El Atlético siempre es diferente. Cumple a rajatabla la máxima de Miguel Ángel Gil. «El rendimiento en el fútbol es un estado de ánimo», manifiesta su consejero delegado. El conjunto madrileño sobrevive actualmente en el decimoctavo lugar, en puesto de descenso, en la misma posición que le llevó a Segunda en el año 2000, pero ni sus profesionales ni sus rivales le catalogan como carne del «infierno» que el «Mono» Burgos representó saliendo de una alcantarilla. Al contrario. Adrián López, Colotto y la generalidad de jugadores del Deportivo todavía conceden jerarquía de «grande» a su adversario de hoy: «Es fundamental vencer al Atlético para dejarle a quince puntos y eliminarle como enemigo por las plazas europeas». Ningún profesional del Calderón se atrevería a expresar esta valoración cuando el farolillo rojo se vislumbra dos puntos más abajo.

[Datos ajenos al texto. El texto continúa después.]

PR #3195, opened 2021-01-20
Change Light Unit Slider Value Ranges

johnpars:
### Purpose of this PR
This is a small PR that nudges some light unit slider value ranges at the request of lighting artist. 

It also fixes an issue where the Outdoor HDRP Scene template had a light configured for **130K Lux**, and the slider's limit was **120K Lux**, thus indicating caution to the user. The value range was extended so that the caution is no longer displayed:

Before:
image

After:
image

Also, the Exposure Sunlit Scene value range was changed from **12-16 EV** to **12-15 EV**, and the preset changed to **13 EV**.

---
### Testing status
I locally created a new scene with the outdoor HDRP template and confirmed that the new 130K value range no longer registers caution to the user. I also locally confirmed the changes to the Exposure Sunlit value range.

---
### Comments to reviewers
~


sebastienlagarde (approved):

iM0ve (approved):

iM0ve (approved):
No further testing should be required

Aunque Enrique Cerezo señala que «éste es el peor momento desde que soy presidente», lo cierto es que el estado de ánimo que subraya Gil Marín no es de descenso. Quique Sánchez Flores ha redescubierto la autoconfianza de la plantilla.
Quique exige compromiso
A pesar de sumar dos derrotas ligueras consecutivas, sus futbolistas no temen un hundimiento como el que la entidad sufrió en la Liga 99-00. Ese miedo sí existió hace un mes, con Abel en el banquillo. Se mostraba resignado al no encontrar soluciones. Hoy, Quique refleja el mejor estado de ánimo de un equipo que es antepenúltimo.
Sí, su plantel suma una sola victoria, cuatro empates y cinco derrotas. Sí, sus hombres son culpables de doce goles a favor y veintidós en contra. Sin embargo, el cambio en el estilo de juego, la disciplina táctica y la primacía del conjunto sobre las individualidades han recuperado la autoestima de sus hombres.
El entrenador ha vencido a la gripe A con cinco días de cama y ayer se presentó al entrenamiento, bufanda en ristre, barba de una semana y un objetivo. «Hace falta sumar muchos puntos, pero los tres primeros son importantes». Riazor es la meta. Sus muchachos recogen el testigo del adversario: «Si vencemos, Europa aún es posible».
Riki obtiene la cautelar
Su inmediato superior les ha expuesto la necesidad de «un compromiso total» para salir de la crisis. Por eso ha convocado a Forlán, que llegó a las dos de la tarde de ayer, se entrenó solo y subió al autocar. «Hay que darlo todo y más». El preparador decidirá hoy si es titular. Dependerá del compromiso que vea en sus ojos. Sinama sería su relevo. Simao o Reyes, que ha mejorado de su molestia muscular, es la otra duda. Ujfalusi es baja por sentir «malestar general» desde hace unos días.
Enfrente, Lotina podrá alinear a Riki, que obtuvo la suspensión cautelar de su sanción. El Deportivo recurrió una amonestación injusta, recibida en Getafe, por una mano que no cometió. Sergio sí estará ausente por tarjetas.
Deportivo (4-2-3-1): Aranzubia; Manuel Pablo, Colotto, Lopo, Filipe Luis; Antonio Tomás, Rodríguez; Mista, Lassad, Guardado; Adrián.
Atlético (4-4-2): Asenjo; Perea, Pablo, Juanito, Antonio López; Maxi, Assuncao, Raúl García, Simao; Forlán o Sinama, Agüero.